Optimum and Maximum Practical Game Weight

I have searched the internet for Information on stopping power and formulas and tried to figure a formula to account for explosive wounding. This formula can be found under Hunting Stories, perhaps the wrong place to put it..

As I said before I think the Taylor, Hatcher and Thornily formulas to be among the best. I found a post on a forum claiming the Optimal game weight formula to be the best. I found a ballistic program which whilst calculating a ballistic chart also would calculate Taylor's knockdown number or any other of twenty-six knockdown formulas.

The text attached to the program gave the formulas, plus other formulas to calculate gel wood and steel penetration. It also had a chart for each formula so you could know what was needed for each class of game. When you calculated the number for a deer rifle on Taylor's chart, then calculated the number for almost any other formula it still came out as a deer rifle. So it matters not what formula you use as long as you have a chart to go with it.

I then thought what is the best formula. Going back to what I know.

1/ The 45 auto has a great reputation for short range stopping power. It loses 30ft/sec over 100yds so it doesn't lose much stopping power over distance.

2/ The 30 cal carbine was considered to be a bit marginal when it came to stopping determined enemies.

3/ The 223 Armalite/M16 could inflict terrible wounds (at short range) due to explosive wounding and or an unstable bullet.

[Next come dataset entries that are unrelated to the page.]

PR #2186, opened 2026-08-12
[VK] Handle kernel arguments set via uniform buffers

EwanC:
This patch updates the Vulkan backend to correctly handle when a SPIR-V kernel expects arguments to be passed via uniform buffers instead of push constants. This requires creating uniform buffers and descriptor sets that can be used on a kernel invocation without conflicting with other invocations of the same kernel.

This path is less efficient than pushing constants to set arguments but is used as workaround for the Qualcomm Adreno GPU Vulkan driver on Android which struggles to correctly execute well formed SPIR-V code where ulong device buffer addresses are passed in the push constant struct.

The clspv commit is also bumped to bring in the clspv change from merged PR https://github.com/google/clspv/pull/1623

### DIFF
--- a/doc/install-vulkan.md
+++ b/doc/install-vulkan.md
@@ -20,7 +20,7 @@ the generic SSCP compilation flow.
   `VK_KHR_buffer_device_address` respectively.
 * The [LunarG Vulkan SDK](https://vulkan.lunarg.com/sdk/home) versions 1.4 or later
   for Vulkan loader, layers, headers, and other tools.
-* A `clspv` executable from commit `88d8ff71000bf995493c8daaed865ec1ac216309`.
+* A `clspv` executable from commit `3d017c6d751cdabed1a5051b20c6bf5f71e8fd32`.
 * Linux, macOS, and Windows operating systems are tested in CI. Ubuntu 22.04 and later are the
   tested distributions for Linux. MacOS 15.7.4 is tested CI with MoltenVK. Windows server 2022
   is used with llvmpipe in CI. However on Windows there are sporadic failures in the `group_functions` suite
@@ -82,6 +82,10 @@ the features used in the kernel:
   instructions to be used in the implementation of SYCL sub-group builtins.
 * `VK_SUBGROUP_FEATURE_SHUFFLE_BIT` - Allows SPIR-V `CapabilityGroupNonUniformShuffle`
   instructions to be used in the implementation of SYCL sub-group builtins.
+* `uniformAndStorageBuffer8BitAccess` - Allows 8-bit arguments to be passed to
+  SPIR-V kernels via uniform buffers.
+* `uniformAndStorageBuffer16BitAccess` - Allows 16-bit arguments to be passed to
+  SPIR-V kernels via uniform buffers.
 
 ## Building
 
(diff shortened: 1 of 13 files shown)


doc/install-vulkan.md
```diff
@@ -310,11 +314,22 @@ each work-group size variant of a kernel. At adaptivity level 0, a specializatio
...
 
-For small numbers of kernel arguments, no buffer descriptors may be required and all
-arguments can be set pushing push constants before the invocation of the Vulkan
-command-buffer containing the kernel. For larger numbers of kernel arguments or struct
-arguments that are decomposed, a single uniform buffer is used with binding 0,
-and each argument is an offset into that uniform buffer.
+#### Kernel Arguments
+
+There are two different mechanisms used for passing arguments to the SPIR-V kernel.
+The preferred was is push constants, which are copied into the command buffer executing
```
sbalint98:
```suggestion
The preferred is push constants, which are copied into the command buffer executing
```

include/hipSYCL/runtime/vk/vk_allocator.hpp
```diff
@@ -59,8 +59,17 @@ class vk_allocator : public backend_allocator {
...
   vk_alloc_info *find_alloc_info(vk::DeviceAddress ptr);
 
+  // Creates a single buffer backed by allocated device memory, and created with
+  // properties which allow its device address returned
   std::pair<vk::raii::Buffer, vk::raii::DeviceMemory>
-  create_buffer(vk::DeviceSize size, vk::BufferUsageFlags usage_flags);
+  create_device_address_buffer(vk::DeviceSize size);
+
+  // Given a list of uniform buffers sets scraped from SPIR-V reflection
+  // allocates enough memory for all of then, then creates buffers into the
```
sbalint98:
```suggestion
  // allocates enough memory for all of them, then creates buffers into the
```

include/hipSYCL/runtime/vk/vk_allocator.hpp
```diff
@@ -59,8 +59,17 @@ class vk_allocator : public backend_allocator {
...
+  // memory which are bound the appropriate offset
```
sbalint98:
```suggestion
  // memory which are bound to the appropriate offset
```

src/compiler/llvm-to-backend/clspv/LLVMToCLSPV.cpp
```diff
@@ -364,6 +374,10 @@ bool LLVMToCLSPVTranslator::applyBuildOption(const std::string &Option,
     this->MaxUniformBufferRange = Value;
   }
 
+  if (Option == "-device-name") {
+    this->DeviceName = Value;
```
sbalint98, line 379: I think we should return true here right? 
```suggestion
    this->DeviceName = Value;
    return true;
```

src/runtime/vk/vk_code_object.cpp
```diff
@@ -516,6 +594,16 @@ static void verify_spv_capabilities(const uint16_t phys_dev_features,
       check_support(vk_device_features::storagePushConstant16,
                     "SPIR-V Capability PushConstant16 not supported by device");
       break;
+    case spv::CapabilityUniformAndStorageBuffer8BitAccess:
+      check_support(vk_device_features::storagePushConstant8,
```
sbalint98: Shouldn't we also check ` uniformAndStorageBuffer8BitAccess` here as well? similarly a few lines below

src/runtime/vk/vk_code_object.cpp
```diff
@@ -164,6 +173,86 @@ size_t vk_kernel_object::get_push_constants_size() const {
...
+    if (desc.is_available(false)) {
+      desc.init(this);
+      return desc;
+    }
+  }
+
+  // If no descriptors are currently free resort to a blocking wait until the
+  // first kernel using them completes
+  _uniform_descriptors[0].is_available(true);
+  return _uniform_descriptors[0];
```
sbalint98, line 189: I think we should init here as well similar to line 179

include/hipSYCL/compiler/llvm-to-backend/clspv/LLVMToCLSPV.hpp
sbalint98:
```suggestion
#pragma once
```

sbalint98 (commented):
Just a few nits and a few questions, otherwise LGTM

src/runtime/vk/vk_code_object.cpp
EwanC: This was a typo, and should be the value you suggested, good catch.

src/runtime/vk/vk_code_object.cpp
EwanC: I've put a code comment here because I don't think we actually need to. The descriptor container needs initalized once, and then any future calls to init() will have an early exit.

If we get to this point in the control flow then the descriptor container has already been initialized because it's been used before, and therefore initalized, which is why were waiting on it. If you feel strongly about this I can add it in though.

sbalint98: I see I think this if fine like this, thanks!

sbalint98 (approved):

I think these guns should be rated 1, 3, 2, or perhaps 3, 1, 2, at very short range. Looking at these weapons using OGW gives 1/ = 41lb 2/ =141lb 3/ = 97lbs.
The advantage of this formula is obvious, a 150lb deer is to much for a 45 auto, or is it.

There were several game weight formulas with my ballistics program. My favourite Maximum Practical Game Weight uses Energy calibre and bullet weight to produce the target game weight. EN x BW x CAL divided by 100
1/ = 341lb 2/ = 203lb 3/ = 111lb if these weights are the maximum you can expect to get a quick kill with a well placed bullet. I then divide by 2 to get what I consider the "Optimum" game weight". The result means (3/ = 56) the Armalite/M16 could be relied on to take down coyotes at over 100yds. If the game is dangerous divide by 4, e.g. You have just been surprised by a 120lb mountain lion at 50 paces you can't rely on a 45 auto (1/ = 85) to stop it with one shot.
I haven't forgotten about bullet types I would multiply the above numbers by Hatcher's bullet chart e.g. 0.9 for FMJ, 1 for LRN. I have read that pointed bullet tend to tumble for these I would use a factor of 1.5 which still doesn't turn the Armalite/M16 into a good deer rifle.
With these and most other stopping power formulas a base ball has more stopping power than a big game rifle. However apples are not oranges and a baseball is not a bullet. The formula I Have for Gel Penetration is:
MOM divided by Cal^2 x 6.625
This gives a gel penetration of .9 inches hardly what is required for an offensive weapon.
As for explosive wounding as far as I know it seems to happen with very high velocity bullets. Perhaps this is already figured in the formula as energy increases with the square of velocity so does the expectation of explosive wounding occur.
After much study these two formulas seem much better than I originally thought.